When we started out developing testRTC, what we had in mind is a service that helps QA people test their service prior to heading to production. We've built a sleek webapp that enables us to simulate virtually any type of a WebRTC use case. Testers can then just specify or record their script and from there run it and scale it in their tests using testRTC. What we quickly found out was that some were looking for a solution that helps them monitor their service as opposed to manually (or even automatically and continuously) testing their latest build. The request we got was something like this: "can you make this test we just defined run periodically? Every few minutes maybe? Oh - and if something goes awfully wrong - can you send me an alert about it?" What some realized before we did was that the tests they were defining can easily be used to monitor their production service. There reasoning behind this request is that there's no easy way to run an end-to-end monitor on a WebRTC service. The alternatives we've seen out there?
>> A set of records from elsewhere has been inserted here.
PR #2675, opened 2024-10-16
[Incubator-kie-issues#1314] @kie-tools/jbpm-quarkus-devui: Wrong behaviors on the Error notification in Start Process Form component 

### LINKED ISSUE #1314: `@kie-tools/jbpm-quarkus-devui`: Wrong behaviours on the Error notification in `Start Process Form` component
If we try to start a process instance in the `jbpm-quarkus-devui` and something goes wrong after submitting the form, it shows an error dialog providing some feedback to the user. 

Image

However there are two issues identified:

1. **View Details** link should expand the dialog showing some information regarding the error, instead it breaks showing a blank schreen
Image
In console the following error appears:
```
Uncaught Error: Objects are not valid as a React child (found: object with keys {failedNodeId, id, message}). If you meant to render a collection of children, use an array instead.
    at throwOnInvalidObjectType (react-dom.development.js:13231:1)
    at reconcileChildFibers (react-dom.development.js:14133:1)
    at reconcileChildren (react-dom.development.js:16990:1)
    at updateHostComponent (react-dom.development.js:17632:1)
    at beginWork (react-dom.development.js:19080:1)
    at HTMLUnknownElement.callCallback (react-dom.development.js:3945:1)
    at Object.invokeGuardedCallbackDev (react-dom.development.js:3994:1)
    at invokeGuardedCallback (react-dom.development.js:4056:1)
    at beginWork$1 (react-dom.development.js:23964:1)
    at performUnitOfWork (react-dom.development.js:22779:1)
```

2. The **Go to Process Details** open the `ProcessDetails` screen but passing an `undefined` **processId** making the `ProcessDetails` break. (In this case a ProcessInstance has been started in a error state)

This issues make me think that the component isn't getting the right information from the backend when an error happens.

Accpetance Criteria:

- [ ] Verify that the component gets the right information from the channel if an error happened after submit.
- [ ] Make **View Details** show extra information if available, if not possible just hide it.
- [ ] Make **Go to Process Details** only visible if there's a **processId**
- [ ] Make  **ProcessDetails** page more robust and don't break if no **processId** is provided in the URL

> **NOTE:** This issue has been found as a side effect to https://github.com/apache/incubator-kie-issues/issues/1313, maybe the errors are related, but I think it is worth investigating them separately

bncriju:
Fixes https://github.com/apache/incubator-kie-issues/issues/1314

Fixed code so as to meet the following acceptance criteria mentioned in the issue.
 Verify that the component gets the right information from the channel if an error happened after submit.
 Make View Details show extra information if available, if not possible just hide it.
 Make Go to Process Details only visible if there's a processId
 Make ProcessDetails page more robust and don't break if no processId is provided in the URL

### DIFF
--- a/packages/runtime-tools-process-dev-ui-webapp/src/components/containers/ProcessFormContainer/ProcessFormContainer.tsx
+++ b/packages/runtime-tools-process-dev-ui-webapp/src/components/containers/ProcessFormContainer/ProcessFormContainer.tsx
@@ -57,7 +57,9 @@ const ProcessFormContainer: React.FC<ProcessFormContainerProps & OUIAProps> = ({
               onSubmitSuccess(id);
             })
             .catch((error) => {
-              const message = error.response ? error.response.data : error.message;
+              const message = error.response
+                ? ` ${error.message}   ' ${error.response.request.statusText} '`
+                : error.message;
               onSubmitError(message);
             });
         },
--- a/packages/runtime-tools-process-dev-ui-webapp/src/components/containers/ProcessFormContainer/ProcessFormContainer.tsx
+++ b/packages/runtime-tools-process-dev-ui-webapp/src/components/containers/ProcessFormContainer/ProcessFormContainer.tsx
@@ -57,9 +57,7 @@ const ProcessFormContainer: React.FC<ProcessFormContainerProps & OUIAProps> = ({
               onSubmitSuccess(id);
             })
             .catch((error) => {
-              const message = error.response
-                ? ` ${error.message}   ' ${error.response.request.statusText} '`
-                : error.message;
+              const message = error.response ? `${error.response.statusText} : ${error.message}` : error.message;
               onSubmitError(message);
             });
         },
--- a/packages/runtime-tools-process-dev-ui-webapp/src/components/pages/ProcessFormPage/ProcessFormPage.tsx
+++ b/packages/runtime-tools-process-dev-ui-webapp/src/components/pages/ProcessFormPage/ProcessFormPage.tsx
@@ -72,18 +72,21 @@ const ProcessFormPage: React.FC<OUIAProps> = ({ ouiaId, ouiaSafe }) => {
             goToProcessDefinition();
           },
         },
-        {
-          label: "Go to Process details",
-          onClick: () => {
-            setNotification(null);
-            goToProcessDetails();
-          },
-        },
       ],
       close: () => {
         setNotification(null);
       },
     });
+    return (
+      <>
+        {processId && (
+          <div>
+            <label>Go to Process details</label>
+            <button onClick={handleClick}>Click Here</button>
+          </div>
+        )}
+      </>
+    );
   };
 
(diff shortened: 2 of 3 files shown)


packages/runtime-tools-process-dev-ui-webapp/src/components/pages/ProcessFormPage/ProcessFormPage.tsx
```diff
@@ -97,6 +100,11 @@ const ProcessFormPage: React.FC<OUIAProps> = ({ ouiaId, ouiaSafe }) => {
     showNotification("error", message, details);
   };
 
+  const handleClick = () => {
+    setNotification(null);
+    goToProcessDetails();
+  };
```
tiagobento: Please memoize this by wrapping it in a `useCallback`.

bncriju: Thanks for the comment. It is done. Please review the same.

packages/runtime-tools-process-dev-ui-webapp/src/components/containers/ProcessFormContainer/ProcessFormContainer.tsx
```diff
@@ -57,7 +57,9 @@ const ProcessFormContainer: React.FC<ProcessFormContainerProps & OUIAProps> = ({
               onSubmitSuccess(id);
             })
             .catch((error) => {
-              const message = error.response ? error.response.data : error.message;
+              const message = error.response
+                ? ` ${error.message}   ' ${error.response.request.statusText} '`
```
pefernan: Nip picking here. In this case I'd like to have a separator between both messages. I'd use `error.response.statusText` instead too.

Something like:


```suggestion
                ? `${error.response.statusText}': ${error.message}`
```

Notice I removed some blank spacess from the string too.

pefernan (changes requested):
Great work @bncriju! The solution works well. I just added a suggestion regarding the error message format. Otherwise everything well :D

danielzhe:
I did some manual tests and I think it is working great! I wish we could have a better way to inform the user exactly what happened, but due to the nature of the `error.response` being `any`, I think what you did is what we can do for now since it can be anything. Just address what @pefernan suggested and from my point of view, we're good to merge.

About the tests you mentioned in the private chat, we don't have any automated tests at all in this project so the manual tests you and the reviews did is what we have for now. Good work, @bncriju .

danielzhe (approved):

packages/runtime-tools-process-dev-ui-webapp/src/components/containers/ProcessFormContainer/ProcessFormContainer.tsx
bncriju: Thank you for the comment and suggestion. It's done. Please have a look now.

danielzhe (approved):

pefernan (approved):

  • Pray that it works, and wait for a user to complain
  • Using Pingdom to check that the domain is up and running and that the server is alive
  • Using New Relic or its poor man's alternative - Nagios - to handle application monitoring. It boils down to testing that the servers are up and running, CPU and memory load look reasonable and maybe a bit of your server's metrics
But does that mean the service is up and running, or just that the machines and maybe even processes are there? In many cases, what IT people are really looking to monitor is the service itself - they want to make sure that if a call is made via WebRTC - it actually gets through - and media is sent and received - with a certain expected quality. And that's where most monitoring tools break down and fail to deliver. This is why a few weeks ago, we've decided to add WebRTC monitoring capabilities to testRTC. As a user, you can set it up by defining a test case, indicate from where in the world you want it to run, define the intervals to run it along with thresholds on quality. And that's it. What you'll get is a continuously running test that will know when to alert you on issues AND collect all of the reports. For all calls. The bad ones and the good ones. So you can drill down in post mortem to see what went wrong and why. If you need something like this, contact us on testRTC - the team would love to show you around our tool and set you up with a WebRTC monitor of your own.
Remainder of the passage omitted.